Natural Disasters: Response to Hazards and Climate Change ?
By ANANT MISHRA [Former Youth Representative to United Nations]
New Delhi: Southeast Asia has traditionally suffered over 50% of the world’s natural disasters. Flooding, earthquakes, and landslides have been commonplace. With global warming, these have become more commonplace, with the 2004 Boxing Day Tsunami being the most severe tsunami in over 500 years. Monsoons have been growing worse due to the occurrence of freak storms, and nations like Myanmar and Vietnam have suffered massive damage from these monsoons. Additionally, nations like Indonesia lie on the Pacific Ring of Fire, meaning volcanic eruptions are commonplace.

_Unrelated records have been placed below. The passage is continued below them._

PR #40581, opened 2026-01-21
fix(git): correctly merge existing `GIT_CONFIG_` variables if set

jamietanna:
## Changes

As noted in #40580, we have cases where the `GIT_CONFIG` environment
variables may be set by a user, and Renovate doesn't correctly merge
them into the resulting variables, although it does use the existing
`GIT_CONFIG_COUNT` as its starting point for new variables.

To correctly handle this, we should make sure that if there are existing
variables set, we copy them over.

If the `GIT_CONFIG_COUNT` is set, but some value(s) are missing, we
should make sure to log a warning and default them to the empty string.

It's likely this may break Git, but be a more reasonable error than the
current behaviour.

## Context

Please select one of the below:

- [x] This closes an existing Issue: Closes #40580
- [ ] This doesn't close an Issue, but I accept the risk that this PR may be closed if maintainers disagree with its opening or implementation

## AI assistance disclosure

Did you use AI tools to create any part of this pull request?

Please select one option and, if yes, briefly describe how AI was used (e.g., code, tests, docs) and which tool(s) you used.

- [ ] No — I did not use AI for this contribution.
- [ ] Yes — minimal assistance (e.g., IDE autocomplete, small code completions, grammar fixes).
- [x] Yes — substantive assistance (AI generated non‑trivial portions of code, tests, or documentation).
- [ ] Yes — other (please describe):

## Documentation (please check one with an [x])

- [ ] I have updated the documentation, or
- [x] No documentation update is required

## How I've tested my work (please select one)

I have verified these changes via:

- [ ] Code inspection only, or
- [ ] Newly added/modified unit tests, or
- [ ] No unit tests but ran on a real repository, or
- [x] Both unit tests + ran on a real repository

The public repository: https://github.com/JamieTanna-Mend-testing/issue-40575

PR #43113, opened 2026-05-06
fix(git): pass only allowed child env

viceice:
## Changes
- only pass allowed child env to repo git commands
- separated from (#43035)
- probably breaking for users who expect git config / ssh agent env vars to be passed by default

## Context

## AI assistance disclosure

The public repository: <URL>

### DIFF
--- a/lib/util/git/index.ts
+++ b/lib/util/git/index.ts
@@ -181,7 +181,7 @@ export const GIT_MINIMUM_VERSION = '2.33.0'; // git show-current
 
 export async function validateGitVersion(): Promise<boolean> {
   let version: string | undefined;
-  const globalGit = instrumentGit(simpleGit());
+  const globalGit = instrumentGit(simpleGit().env(getChildEnv()));
   try {
     const { major, minor, patch, installed } = await globalGit.version();
     /* v8 ignore if -- TODO: add test #40625 */
@@ -254,13 +254,16 @@ export async function initRepo(args: StorageConfig): Promise<void> {
   config.ignoredAuthors = [];
   config.additionalBranches = [];
   config.branchIsModified = {};
-  // TODO: safe to pass all env variables? use `getChildEnv` instead?
   git = instrumentGit(
-    simpleGit(GlobalConfig.get('localDir'), simpleGitConfig()).env({
-      ...getEnv(),
-      LANG: 'C.UTF-8',
-      LC_ALL: 'C.UTF-8',
-    }),
+    simpleGit(GlobalConfig.get('localDir'), simpleGitConfig()).env(
+      getChildEnv({
+        env: {
+          // TODO: Do we really need so test these?
+          LANG: 'C.UTF-8',
+          LC_ALL: 'C.UTF-8',
+        },
+      }),
+    ),
   );
   gitInitialized = false;
   submodulesInitizialized = false;
--- a/lib/util/git/index.ts
+++ b/lib/util/git/index.ts
@@ -258,7 +258,7 @@ export async function initRepo(args: StorageConfig): Promise<void> {
     simpleGit(GlobalConfig.get('localDir'), simpleGitConfig()).env(
       getChildEnv({
         env: {
-          // TODO: Do we really need so test these?
+          // TODO: Do we really need to set these?
           LANG: 'C.UTF-8',
           LC_ALL: 'C.UTF-8',
         },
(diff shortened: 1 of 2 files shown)


jamietanna:
Yeah so this will break https://github.com/renovatebot/renovate/pull/40581 right?

jamietanna (dismissed):
I think this is reasonable - would also like @secustor's review before we merge

I think we should consider what this means for https://github.com/renovatebot/renovate/pull/40581 and what the migration for those users will be

viceice:
> I think this is reasonable - would also like @secustor's review before we merge

sure

> I think we should consider what this means for #40581 and what the migration for those users will be

they need to configure `customEnvVariables`[^1], so should be easy to transition if needed.

eg something like:
```js
const customEnvVariables = {
  'PAGER': 'less', // i don't think this should ever be passed to renovate
  'GIT_SSH_COMMAND': 'ssh -o BatchMode=yes',
};

for ([k,v] of Object.entries(process.env)) {
  if(/^GIT_CONFIG_/.test(k)) {
    customEnvVariables[k] = v
  }
}

module.exports = {
  // other config
  customEnvVariables,
};
```

[^1]: <https://docs.renovatebot.com/self-hosted-configuration/#customenvvariables>

lib/util/git/index.ts
```diff
@@ -254,13 +254,16 @@ export async function initRepo(args: StorageConfig): Promise<void> {
...
   git = instrumentGit(
-    simpleGit(GlobalConfig.get('localDir'), simpleGitConfig()).env({
-      ...getEnv(),
-      LANG: 'C.UTF-8',
-      LC_ALL: 'C.UTF-8',
-    }),
+    simpleGit(GlobalConfig.get('localDir'), simpleGitConfig()).env(
+      getChildEnv({
+        env: {
+          // TODO: Do we really need so test these?
```
reduckted:
```suggestion
          // TODO: Do we really need to set these?
```

reduckted: Looking at the history, I think the answer is yes, though it could definitely benefit from a comment explaining why.

https://github.com/renovatebot/renovate/commit/f31dacb8cd12fa747784387bd4bf25f2ecd96280#diff-3c967a96825db779ae3fa03f549890aa993ea47b1b3326e800e7a582f1b5b351

https://github.com/renovatebot/renovate/pull/17849

https://github.com/steveukx/git-js/blob/1bb14df0595794a9353d28ccdaeeb06c0b9bf2a5/docs/NON_ENGLISH_LOCALE.md

reduckted: I'm not sure why it's _only_ set here though. Maybe it should be set everywhere that a `SimpleGit` instance is created. I could add that to #43035.

secustor (dismissed):

lib/util/git/index.ts
viceice: please add it there

jamietanna (approved):

viceice:
merging, because @secustor approved previously and i only changed a comment and tests

rngcntr:
Just to let you know, this update broke the entire Renovate processing within our company :sweat_smile: 

We were using the configuration `gitAuthor: "name-of-the-bot@name-of-the-company.com"` and since we updated Renovate `v43.166.3`, all proposed upates that Renovate made were silently aborted with the log message: 
```
fatal: empty ident name (for <name-of-the-bot@name-of-the-company.com>)
```

Now the easy fix was to switch to `gitAuthor: "Name of the bot <name-of-the-bot@name-of-the-company.com>"` but we only noticed that by pure luck and did not expect a breaking change like that in a patch update.

mahmoud-mahdi:
> Just to let you know, this update broke the entire Renovate processing within our company 😅
> 
> We were using the configuration `gitAuthor: "name-of-the-bot@name-of-the-company.com"` and since we updated Renovate `v43.166.3`, all proposed upates that Renovate made were silently aborted with the log message:
> 
> ```
> fatal: empty ident name (for <name-of-the-bot@name-of-the-company.com>)
> ```
> 
> Now the easy fix was to switch to `gitAuthor: "Name of the bot <name-of-the-bot@name-of-the-company.com>"` but we only noticed that by pure luck and did not expect a breaking change like that in a patch update.

Same by us, after the update renovate does not considre the variables GIT_SSL_CAINFO and NODE_EXTRA_CA_CERTS anymore and we are getting certificate error:

`"message":"fatal: unable to access 'https://bitbucket.example.com/scm/iacks/argocd-apps.git/': server certificate verification failed. CAfile: none CRLfile: none\n","stack":"Error: fatal: unable to access `

viceice:
please open a new discussion what variables you are using any why. thfn reference this PR.


this change was made to harden renovate and it was never expected that the full env is passed to git for security reasons.

viceice:
`GIT_SSL_CAINFO` can probably be allowed to pass through, also the node specific variant

PR #782, opened 2017-02-28
Add preset to show all folders with folder default icon.

JimiC:
This PR adds a new feature to display all folder with the default folder icon.

This gives the ability to the user to add a custom default folder icon and in combination with this feature to have all folder be displayed with the custom default folder icon as requested in #432.


package.json
```diff
@@ -51,42 +51,47 @@
         ],
         "commands": [
             {
-                "command": "extension.regenerateIcons",
+                "command": "vscode-icons.regenerateIcons",
```
JimiC: I changed the naming to get in line with what other extension maker use. It's kinda a naming convention to avoid conflicts.

src/commands/index.ts
```diff
@@ -1,21 +1,10 @@
...
 import { LanguageResourceManager } from '../i18n';
-import {
-  IconGenerator,
-  mergeConfig,
-  schema,
-  toggleAngularPreset,
-  toggleOfficialIconsPreset,
-  toggleHideFoldersPreset,
-} from '../icon-manifest';
+import * as iconManifest from '../icon-manifest';
```
JimiC: The `import` list was getting a bit long so I figured I switch to the `allias` convention.

robertohuertasm: Why did you decide to make a generic import at the cost of making the code more verbose?

src/commands/index.ts
```diff
@@ -1,21 +1,10 @@
...
 import { extensions as files } from '../icon-manifest/supportedExtensions';
 import { extensions as folders } from '../icon-manifest/supportedFolders';
-import {
-  IFileCollection,
-  IFolderCollection,
-  LangResourceKeys,
-} from '../models';
+import { IFileCollection, IFolderCollection, LangResourceKeys } from '../models';
```
JimiC: So I figured that if we reference up to three (3) imported members we can have it in one line. At least that's the guideline I'll follow.

robertohuertasm: That's ok for me! 👍

src/i18n/langResources/lang.de.ts
```diff
@@ -27,6 +27,7 @@ export const langDe: ILangResource = {
   tsOfficialPresetMessage: 'Offizielles TS Icon wird',
   jsonOfficialPresetMessage: 'Offizielles JSON Icon wird',
   hideFoldersPresetMessage: 'Ordner Icons werden',
+  foldersAllDefaultIconPresetMessage: 'Ordner Icons Auflegemaske werden',
```
JimiC: @jens1o I would like your input on the usage of the word `Auflegemaske`.

src/icon-manifest/manifestMerger.ts
```diff
@@ -122,7 +122,21 @@ export function toggleHideFoldersPreset(
...
+  if (folders.default.folder) {
+   collection.default.folder.disabled = false;
+  }
+  if (folders.default.folder_light) {
+    collection.default.folder_light.disabled = false;
+  }
+  return collection;
+}
+
+// Note: generics and union types don't work very well :(
```
JimiC: I changed the word `HACK` to `Note` so it doesn't get flagged by `bithound`.

robertohuertasm: I noticed that! 👍

src/commands/index.ts
JimiC: I think I have already answered that.

src/i18n/langResources/lang.de.ts
jens1o: Err. That's not German, and I don't understand what this means.

robertohuertasm: Will wait for @jens1o validation to merge this.

jens1o: I'm here 😆

JimiC: It should say `Ordner Icons Auflegemaske werden aktiviert/deaktiviert`.

robertohuertasm: I'm answering almost at the same time as you and I'm missing context! Same happened with @JimiC  in a previous comment! 😅

src/commands/index.ts
robertohuertasm: Yes, timing issues with messaging!! 😅

src/i18n/langResources/lang.de.ts
jens1o: I'm not quite sure what this feature will offer, correct me if I'm wrong: With this setting it's possible to deactivate any custom folder icon, instead, it will show the normal folder icon?

JimiC: It will toggle the folder icons between specific icon and default.

robertohuertasm: I have to say that maybe the thing is that the message is not very self explanatory. The same happens in Spanish and French. Talking about `folder overlay` is maybe too abstract.  Maybe we should be more straight about what will happen. Something like: "Custom folder icons are going to be disabled/enabled"

jens1o: @robertohuertasm That's what I do. But you can't mix it up with enable or disable.

JimiC: @robertohuertasm Not true cause if the user has a custom default folder icon then that will be displayed. That was the point of the feature.

jens1o: ... Help me!

robertohuertasm: @JimiC then "Out-of-box custom icons" or "shipped custom icons". My point is not the correctness of my suggested message but that the intention is not clear in the current one.

JimiC: @jens1o Unfortunately the way we have implemented the message creation forces us to use `enabled/disabled` as the action is a toggle.

jens1o: That doesn't fit.

robertohuertasm: @jens1o I also accommodated the Spanish translations to that structure, which wouldn't be the one I would have preferred but it works.

jens1o: `Standardmäßige Ordner-Icons aktivieren/deaktivieren` would be okayish. But I don't know wether the message is clear.

JimiC: Guys, I'm open to change the message. But it has to comply with the usage of `enabled/disabled`.

jens1o: I think I'd found it. But it's **definitly** not the message I would prefer.

JimiC: @jens1o We are forced to strictly use `aktiviert/deaktiviert`. When I faced an issue with the French translation my sis proposed to use `(s)` for the plural parts (i.e. activée(s)/désactivée(s)).

jens1o: It's not the plural `s`, but instead the grammatical structure.

JimiC: OK. Let's take the rest of the day to ponder on what message to use that can be translated to all languages with the current way we construct the displayed message.

jens1o: I'm worried about the asian languages...

robertohuertasm: 👍 I think that German is the one that should lead the change as it seems to be the most difficult one to accommodate to the structure.

JimiC: @jens1o As the U.S.A. say "Let's cross that bridge when we come to it".

JimiC: @robertohuertasm What could the English message be when taking into consideration that `custom` and `overlay `should not be used?

JimiC: `Out-of-box folder icons will be enable/disabled` maybe?

robertohuertasm: Or maybe `Out-of-box special folder icons`?

JimiC: @robertohuertasm @jens1o Do you want to propose translations for `Out-of-box special folder icons will be`?

jens1o: That's what I translated before, because the other thing completly doesn't fit with enable/disable.

JimiC: @jens1o Is `Out-of-Box spezielle Ordner Icons werden (aktiviert/deaktiviert)` OK with you?

jens1o: wut, completly no. `Out-of-Box` is not even German 😄 Sounds like Google Translate doesn't translate unknown vocabularies. As I proposed before: `Standardmäßige Ordner-Icons aktivieren/deaktivieren`

JimiC: Man we can't use that.

jens1o: But you **have** to adjust them.

JimiC: So, according to what you are saying `Ordner Icons werden (aktiviert/deaktiviert)` is also wrong.

jens1o: No, that's right. 😆 Plural goes over gentive case. I can't explain that well on English, but it right. Maybe your sister has an idea?

JimiC: I'll ask her when she gets of work.

JimiC: Or maybe we change the implementation of the message construction so it can compensate for such scenarios. That we leave though to slightly more message keys that change only on a word.
@robertohuertasm You opinion?

robertohuertasm: My guess is that this is going to happen also with many of the remaining languages... so it's maybe a good idea to get rid of the composed messages and have more translations. I think it will be better for everyone to allow us to have the best translations possible.

JimiC: Agreed then. So I'll make that change too and add `Standardmäßige Ordner-Icons aktivieren/deaktivieren` to the German translation. Care to provide the Spanish one?

robertohuertasm: I was thinking about as there's not any adjective that describes `out-of-the-box`. Let me think about it and I'll come back to you with it.

jens1o: There is also no equivalent in German, I'd used standard, but maybe use default?

JimiC: Back to the old drawing board...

Motivated by the ideals of preventing conflict and avoiding exacerbated foreign intervention in the Southeast Asian region and forged on the principles that would later be known as “the ASEAN way” (consisting of consensual decision making, flexibility and mutual consultation), Indonesia, Malaysia, Philippines, Singapore and Thailand founded the Association of Southeast Asian Nations (ASEAN) in 1967, which at its inception had no supranational elements and aimed at fostering cooperation in the region in a volunteer way, having no official binding commitment between the member States.
Success and failure of efforts
Since the 2004 tsunami and Cyclone Nargis, ASEAN has realised that there is a serious need to coordinate NGO efforts when natural disasters have struck. For example, after Cyclone Nargis, governments and NGOs spent a lot of time getting permission from the Burmese government to be even allowed in the country. Furthermore, NGOs often competed against each other and carved up disaster zones, severely limiting the effectiveness of relief. The AHA Centre has been a partial success. In the aftermath of Typhoon Haiyan it was able to coordinate efforts to some extent but was quickly overwhelmed by the amount of aid provided. Nations like the USA, the UK, and Japan sent so much aid that ASEAN efforts were unable to coordinate them all. Additionally, governments have cut their own budgets for disaster relief, meaning that more of the slack will have to be taken by ASEAN.
The main issue
Given how sporadic natural disasters are, governments often cut their budgets as they cannot justify spending money on prevention. This leads to disasters, when they happen, being even more costly and damaging, causing more expensive to clear up. Furthermore, there is often a serious lack of communication between governments and NGOs, leading to issues, as were seen during the aftermath of Cyclone Nargis. Additionally, governments tend not to like having NGOs coming around as they fear they will take over the operations. This tends to arrest aid efforts. Furthermore, the issue of climate change is a major one, as it is almost certain that action will need to be taken to curtail climate change. However, such actions could hurt industry and stop urban development, which would have serious implications for economic development.
Many governments dislike working with NGOs due to concerns about national sovereignty. Therefore, many governments restrict what NGOs can do. However, ASEAN has no such inhibitions, meaning that while the AHA calls for more cooperation with NGOs, governments will often not want that. Furthermore, as seen by Myanmar, some governments are much more closed off, and will limit the extent to which aid can be provided, which has brought the government in conflict with AHA. Also, NGOs often tend to come into competition with each other, carving up disaster zones to increase their influence. Finally, the commitment to physical well- being that ASEAN has signed up to can be used to justify intervention anywhere for many other reasons. Therefore, nations will want to see a clear set of rules for when an intervention is justified.
A decision on how to address climate change will have to be made, as that is seen as one of the primary causes of the natural disasters. This will also have to be debated with the need for economic development. Additionally, there must be a discussion about AHA and its mandate and what to do with it now that it exists. Finally, there will need to be a discussion about the role of NGOs and what the circumstances are where intervention is.